Ich werde noch mal alles ausprobieren . Vielleicht klappts ja . Danke.
Gruß Kalle


----------



## Dragnir (10. Dezember 2013)

Schumi777 schrieb:


> Hallo !
> Da es ja beim neuen NFS keine Lenkradsteuerung gibt , kann man ja nur mit Tastatur oder Pad fahren . Habe z. B bei mir den XBOX Controller dran . Kann ich mir die Tasten selber belegen  wo was ist und wenn ja wie oder muß ich die vordefinierte Steuerung benutzen ??
> Habe bis jetzt nichts gefunden wie das geht !! Vielleicht weiß das ja einer von euch !
> Gruß Kalle


 


Herbboy schrieb:


> Ich hab das Game nicht, aber normalerweise kannst Du bei den NFS-Teilen bei den Optionen fürs Spiel umstellen - evlt. musst Du dort erst oben "Gamepad" auswählen und kannst erst danach die Tasten umbelegen. Aber es MÜSSTE möglich sein.


 
Falsch.
Meines Wissens das erste NFS bei dem das so ist aber man kann nichts ändern an der Belegung. Es funktionieren auch nur XBox Controller ODER Tastatur - nichts anderes. (habe das Game)

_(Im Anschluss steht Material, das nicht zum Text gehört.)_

PR #2210, opened 2022-03-13
[ENH] dunder pipelines sklearn estimator support

fkiraly:
This PR extends pipeline composition dunders of classifier and transformer pipelines such that `sklearn` transformers can be directly passes as parts of the chain, e.g.,

`my_trafo * StandardScaler() * my_clf` is possible.

The behaviour in this case is:
* first, the `sklearn` transformer is wrapped in `TabularToSeriesAdapter`
* then, the expression is parsed with the wrapped transformer (now a `sktime` transformer) instead of the original one

This should make pipeline construction easier - although the default setting of `TabularToSeriesAdaptor` can cause problems if too naively applied in TSC.

Conditional on the following PR:
* #2208, which is used for checking whether `other` is an `sklearn` transformer


fkiraly:
14 days rule merge

Issue #1888, opened 2022-01-17
[ENH] weighted average of distances & distance composites


fkiraly:
There should be a wrapper class `CompositeDistance` (or similar) that allows to specify, as parameters:

* an iterable of distances, or just a single distance
* a way to aggregate, e.g., `"mean"` or `"median"` (string) or a `numpy` function
* an iterable of weights (optional)
* an iterable of variables, or lists of variables (optional)

If iterables are passed, they must be of same length.

The distance computed is the aggregate/average of: the i-th distance (the one distance, if not an iterable), computed on the i-th variable (set; all variables if none provided), multiplied by the i-th weight (1 if not provided).

abheesht17:
Hello, @fkiraly! I would like to take this up.

I'll describe what you've said above, and you can tell me when I've understood it correctly. 

I'll be given a couple of dataframes. For example,

```
>>> a
     x1    x2    x3
0  0.34  0.87  0.30
1  0.45  0.56  0.67
2  0.12  0.32  0.31
>>> b
     x1    x2    x3
0  0.98  0.79  0.03
1  0.56  0.69  0.76
2  0.25  0.25  0.12
```

For distances, I'll be given something like "SquaredDistance" and "EuclideanDistance".

Assume
```
distances = ["SquaredDistance", "EuclideanDistance"]
weights = [0.4, 0.6]
variables = [("x1", "x2"), "x3"]
```

Essentially, this is what I'll have to compute:

```
composite_distance = 0.4 * squared_distance(a["x1", "x2"], b["x1", "x2"]) + 0.6 * euclidean_distance(a["x3"], b["x3"]).
```

Is this interpretation correct?

fkiraly:
Yes, or almost, depending on what you were thinking.
The last line would eventually be computed, but as follows.

First, you write sth
`composite_distance = CompositeDistance(distances= [SquaredDistance, EuclideanDistance], weights = [0.4, 0.6], variables=[["x1", "x2"], "x3")`

and then you can call

`composite_distance(a, b)`, this computes the value in the last line of yours.

fkiraly:
The extension template to follow would (probably) be this:
https://github.com/alan-turing-institute/sktime/blob/main/extension_templates/dist_kern_panel.py

abheesht17:
Great! Sounds good. Will open a PR soon :)

fkiraly:
implemented as `CombinedDistance` in #3264, forgot to close this.

PR #2212, opened 2022-03-13
Add Class for Composite Distance

abheesht17:

Resolves https://github.com/alan-turing-institute/sktime/issues/1888

N.A.

@fkiraly:
 
I'm a bit confused about how I should organise the code for this. There are two scenarios I can think of:
 
1. I thought we had to do something like this:
Make a class `CompositeDistance`, subclass of `NumbaDistance`. However, since `NumbaDistance` is an abstract class, I will have to implement `_distance_factory(x: np.ndarray, y: np.ndarray, ...)`. The issue with this is that I won't be passing numpy arrays, I will pass a dictionary (for example, `{"x1": np.array([1,2,3]), "x2": np.array([4,5,6]}`). So, I'm not sure if I should inherit from `NumbaDistance`. I can change the definition for `_distance_factory` in `NumbaDistance` to `_distance_factory(x: Union[np.ndarray, Dict[str, np.ndarray]], y: Union[np.ndarray, Dict[str, np.ndarray]])` and proceed, but not sure if I should do this. 
2. This is what I've done:
    Make a class `Composite Distance`, with `__call__`. Example usage:

```
>>> import numpy as np 
>>> from sktime.distances.composite import CompositeDistance
>>> cd = CompositeDistance(metrics=["euclidean", "squared"], weights=[0.4,0.6], variables=[["x1", "x2"], ["x3"]])
>>> d1 = {"x1": np.array([1,2]), "x2": np.array([3,4]), "x3": np.array([5,6])} 
>>> d2 = {"x1": np.array([2,3]), "x2": np.array([4,5]), "x3": np.array([6,7])} 
>>> cd(d1, d2)
2.331370849898476
```

#### Any other comments?
I haven't added doc-strings and unit tests yet. Let me know if what I've done is the correct way, and I'll add doc-strings and UTs.

##### For all contributions

##### For new estimators

### DIFF
--- a/sktime/distances/composite.py
+++ b/sktime/distances/composite.py
@@ -23,14 +23,17 @@ class CompositeDistance:
                 NumbaDistance,
             ]
         ],
-        weights: List[List],
         variables: List[str],
+        weights: List[List] = None,
     ):
         self.metrics = metrics
-        self.weights = weights
         self.variables = variables
+        self.weights = weights
 
     def __call__(self, x: Dict[str, np.ndarray], y: Dict[str, np.ndarray]) -> float:
+        if self.weights is None:
+            self.weights = [1] * len(self.metrics)
+
         composite_distance_val = 0
         for metric, weight, variable in zip(self.metrics, self.weights, self.variables):
             for var in variable:
--- a/sktime/distances/composite.py
+++ b/sktime/distances/composite.py
@@ -1,0 +1,41 @@
+# -*- coding: utf-8 -*-
+from typing import Callable, Dict, List, Union
+
+import numpy as np
+
+from sktime.distances._distance import _METRIC_INFOS
+from sktime.distances._numba_utils import to_numba_timeseries
+from sktime.distances._resolve_metric import _resolve_metric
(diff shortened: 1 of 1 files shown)


fkiraly (changes requested):
Thank you for your work!

The main issue with your distance is that you did not follow the extension template that I linked in #1888 - for instance, you should be inheriting from one of the base classes.
You should be implementing `_transform` and not override `__call__`.

abheesht17:
> Thank you for your work!
> 
> The main issue with your distance is that you did not follow the extension template that I linked in #1888 - for instance, you should be inheriting from one of the base classes. You should be implementing `_transform` and not override `__call__`.

Ah, I see. I was trying to make it a subclass of the `NumbaDistance` class, but couldn't find a way since `_distance_factory` takes numpy arrays, and not dictionaries. Great, I'll go through the extension template and update the PR. Thanks!

fkiraly:
@abheesht17, are you still working on this?

fkiraly:
closed due to inactivity

PR #2219, opened 2022-03-13
[ENH] Upgrade of `BaseTransformer` to use vectorization utility, hierarchical mtype compatibility

fkiraly:
This PR upgrades `BaseTransformer` to use the `VectorizedDF` utility (that `BaseForecaster` uses) instead of bespoke vectorization.
As a side benefit, this upgrades `BaseTransformer` to be compatible with `Hierarchical` inputs.

The PR also adds:
* a `test_base` test suite which targets testing of the boilerplate functionality in `BaseTransformer`. Currently, this uses actual transformers for the test, but these could be replaced by a mock transformer.

Depends on a couple bugfixes and changes, which should be reviewed in other PR:
* #2216
* #2217
* #2220
* relaxation of `pd-multiindex` mtype to remove index name requirement, same as in https://github.com/alan-turing-institute/sktime/pull/2188


lmmentel:
Let's not rush this for the release since there a lot of changes here.

lmmentel (approved):
:+1:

Äusserst schwache Leistung EA.


----------



## Dragnir (10. Dezember 2013)

so sieht das ingame aus: http://s7.directupload.net/file/d/3467/zdfjsgfd_jpg.htm


----------



## Herbboy (10. Dezember 2013)

Das ist echt schwach, aber wenigstens HAT er ja den Xbox-Controller...


----------



## Dragnir (10. Dezember 2013)

Sehr schwach, ja allerdings. Hatte auch Mühe mein Logitech F510 (Gamepad) zum laufen zu bekommen weil ich echt nicht einsehe mir extra dafür nen XBox Controller zu holen.
Konnte es dadurch lösen dass das Ding an der Rückseite nen Schalter für Direkt-Input hat und somit quasi nen XBox Controller emuliert, dadurch gings dann.

Aber wie gesagt, das einzige was sich neu belegen lässt ist die Tastaturzuweisung  :-I


----------